Modify the implementation of method page_fault() to implement a page replacement algorithm of your choice. You may want to consider Least Recently Used, FIFO, or any other algorithm you would like to try your hand at.
Hints:
Unless you would like to also try a fancy algorithm that explicitly assigns priorities to pages (or cares whether the page reference is a READ request or a WRITE request), or increase the size of your virtual address space or that of your RAM, only the page_fault() method should be modified to implement your chosen algorithm. Your might need to use one or more additional data members for yourmemory_manager class to keep track of state information that the memory manager needs to make a replacement decision.
Collectively, the data members PHYSICAL_MEMORY, LOAD, TIME_IN_RAM, and REFERENCES (the purpose of each of which is documented within the source code) simulate our page table and should be modified, if needed, from within the page_fault() method to put the page table in a consistent state after a slot in RAM is picked by your algorithm to evict an already mapped virtual page and replace it with the offending page. The current implementation of page_fault() simply evicts the first page (i.e., at index 0) currently RAM and replaces it with the offending one.
You may try a different list of page requests (by assigning it to the page_requests data member that is defined immediately above main()) to test your algorithm.
Save the source file as mmYourfirstnameYourlastname.java and attach it to your post. Please be sure that your source code is compilable and be sure to indicate the JDK that you have used to test your program.

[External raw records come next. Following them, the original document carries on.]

PR #2522, opened 2025-03-14
Only inject newer blocks during Phase-3.

shawn-zil:
This PR does 2 things:
1. Extracts a chain-segment from the cache-blocks during Phase-3, instead of blindly injecting everything, which can trigger forking issues not handled by `deal_with_fork()`.
2. Speeds-up Phase-2 by driving it even without Proposals.

It's currently deployed in `perftest`

### DIFF
--- a/zilliqa/src/sync.rs
+++ b/zilliqa/src/sync.rs
@@ -244,16 +244,15 @@ impl Sync {
         match self.state {
             // Check if we are out of sync
             SyncState::Phase0 if self.in_pipeline == 0 => {
-                // Guarantee that active-sync only requests missing blocks - https://github.com/Zilliqa/zq2/issues/2520
-                let meta = self.recent_proposals.front().unwrap().header;
+                let meta = self.recent_proposals.back().unwrap().header;
                 let parent_hash = meta.qc.block_hash;
                 // No parent block, trigger sync
                 if !self.db.contains_canonical_block(&parent_hash)? {
                     self.active_sync_count = self.active_sync_count.saturating_add(1);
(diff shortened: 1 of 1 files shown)


zilliqa/src/sync.rs
```diff
@@ -1002,6 +1046,16 @@ impl Sync {
     pub fn mark_received_proposal(&mut self, number: u64) -> Result<()> {
         tracing::trace!(%number, "sync::MarkReceivedProposal : received");
         self.in_pipeline = self.in_pipeline.saturating_sub(1);
+        // speed-up block transfers, w/o waiting for proposals
+        if Self::DO_SPECULATIVE {
```
86667, line 1050: I dont understand this, we're still waiting for a Proposal to arrive to get to this point in the code?

shawn-zil: This function is called as part of the normal execution - when an injected proposal is processed. So, at this point, we trigger fetching the next batch of proposals, when necessary.

86667: This fixes the issue of a node starting up during a period where there are no new proposals will not sync, right? I didnt think there would be any injected proposals in this time either as `recent_blocks` would not be added too

86667 (approved):

JamesHinshelwood:
Can we test this against proto-mainnet before merging?

shawn-zil:
> Can we test this against proto-mainnet before merging?

having trouble getting past a scilla txn (I've had trouble with Scilla tests). I've been running this on `perftest` and local docker network. So, I think that I'll merge this first.

PR #2524, opened 2025-03-17
fix: add a separator after variable name in storage key generation to prevent prefix collisions.

saeed-zil:


evm_scilla_js_tests/artifacts/scilla.cache
saeed-zil, line 1: This file can be treated like pnpm-lock.json or Cargo.lock. Sometimes the content is incorrect, and the developer needs to delete this file manually to generate the correct one. Instead, we can include it in our codebase to ensure we always have the right version. Please object if you disagree.

JamesHinshelwood (commented):
I think the fix makes perfect sense, but we can't merge it because all the existing data exists in `proto-{main,test}net`. We either need a solution that works with the existing data or we need to do some kind of data migration. I guess we can discuss on Slack what makes sense.

evm_scilla_js_tests/artifacts/scilla.cache
saeed-zil: Executing `scilla-fmt` through Docker for numerous contracts and parsing the S-expression output for every test run can be quite inefficient. Moreover, when the `hardhat-scilla-plugin` is updated, the `scilla.cache` file may become outdated without being automatically regenerated. This happens because the file is only refreshed when modifications are made to the contracts. While we can maintain the approach of not tracking it in the codebase, there are instances when test failures occur, requiring manual deletion of the cached file to trigger regeneration.

saeed-zil:
> I think the fix makes perfect sense, but we can't merge it because all the existing data exists in `proto-{main,test}net`. We either need a solution that works with the existing data or we need to do some kind of data migration. I guess we can discuss on Slack what makes sense.

What if, instead of an assertion, we do a `continue` with a warning?

https://github.com/Zilliqa/zq2/blob/9f2f246393e9d35280e079a3741d66dd2c37204e/zilliqa/src/exec.rs#L1429

chetan-zilliqa:
Is this PR still in progress, or good to merge?

PR #5022, opened 2020-11-26
Updates for new blst group check API

simonatsn:
Update blst to v0.3.1
Update blst wrappers for the new subgroup check API changes

This change should be coordinated with an update of rust-fil-proofs to avoid using differing versions of blst between the two packages.

Do infinite signatures need to be permitted up to a certain block number? See comment in the code.


dignifiedquire:
Note: this must only be merged when updating to the new version of proofs: https://github.com/filecoin-project/filecoin-ffi/pull/155, as otherwise there will be a missmatch of blst versions when linking.

magik6k:
We're now using blst through filecoin-ffi

PR #5029, opened 2020-11-27
fix: start a new line in print miner-info to avoid ambiguous display

GFZRZK:
image
This is miner info now, it really makes us confused.


magik6k (approved):
Thanks!

PR #5037, opened 2020-11-27
Fix chainstore tipset leak

Kubuxu:
It is a bit of a unortodox fix but it works.
See the comment in chainstore.


Kubuxu:
I have a node running with this, `len(cs.tipsets)` right now stabilized at ~1100.

arajasek (approved):
Maybe only trigger the deletion when `cs.tipsets` grows above a certain size?

magik6k (approved):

What page replacement algorithm did you choose to implement? Describe a situation for which this algorithm may not be suitable (e.g., you are using NRU but you know that a heavy use of the first half of the virtual address space will be followed by a very light use of some of the pages in the second half of the virtual address space, which will be followed by a very heavy need for the first half of the virtual address space). How would you optimize your algorithm for this particular situation?